# Data listing
PR #461, opened 2026-08-19
Implement reference counting in ResourceManager (#320)

### LINKED ISSUE #320: ResourceManager doesn't implement Reference Counting.
According to [04_resource_management.adoc](https://github.com/KhronosGroup/Vulkan-Tutorial/blob/main/en/Building_a_Simple_Engine/Engine_Architecture/04_resource_management.adoc),

> When designing a resource management system, you’ll need to address several challenges:
> 3. Reference Counting - Track how many objects are using a resource to know when it can be safely unloaded.

This seems to be implemented as `int ResourceManager::ResourceData::refCount`, but it's never modified in [04_resource_management.adoc](https://github.com/KhronosGroup/Vulkan-Tutorial/blob/main/en/Building_a_Simple_Engine/Engine_Architecture/04_resource_management.adoc), and doesn't exist in [resource_manager.h](https://github.com/KhronosGroup/Vulkan-Tutorial/blob/main/attachments/simple_engine/resource_manager.h).

gpx1000:
refCount was documented as part of the resource management design but never implemented: LoadResource never incremented it and UnloadResource unloaded and erased a resource unconditionally, even with other outstanding handles to it.

Also drop the `final` on Resource and ResourceManager: as written, neither could ever be subclassed, so none of the concrete resource types the tutorial documents (Texture, Mesh, Shader) could actually exist.

Fixes #320

### DIFF
--- a/attachments/simple_engine/resource_manager.cpp
+++ b/attachments/simple_engine/resource_manager.cpp
@@ -43,7 +43,7 @@ void ResourceManager::UnloadAllResources()
 		for (auto &innerKv : val)
 		{
 			auto &loadedResource = innerKv.second;
-			loadedResource->Unload();
+			loadedResource.resource->Unload();
 		}
 		val.clear();
 	}
--- a/attachments/simple_engine/resource_manager.h
+++ b/attachments/simple_engine/resource_manager.h
@@ -26,7 +26,7 @@
 /**
  * @brief Base class for all resources.
  */
-class Resource final
+class Resource
 {
   protected:
 	std::string resourceId;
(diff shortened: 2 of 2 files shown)


asuessenbach:
Why do you implement your own ref counting, instead of just using a `std::shared_ptr`?

gpx1000:
Simply for the purposes of educational content showing specifically how ref counting works.  shared_ptr naturally is a better use so I can be convinced to reimplement as shared_ptr.

asuessenbach:
> Simply for the purposes of educational content showing specifically how ref counting works.

I don't think, ref counting needs to be demonstrated here. It's not that vulkan specific.
That is: I'ld vote for using `std::shared_ptr`.

gpx1000:
switched to std::shared_ptr

SaschaWillems (approved):

SaschaWillems:
There's also #504, which seems to adjust the documentation, whereas this only adjusts code. Could that be done in a single PR?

# Activity
What lines in the listing above hold the string "auto"? List them.

# Task solution
 		for (auto &innerKv : val)
 			auto &loadedResource = innerKv.second;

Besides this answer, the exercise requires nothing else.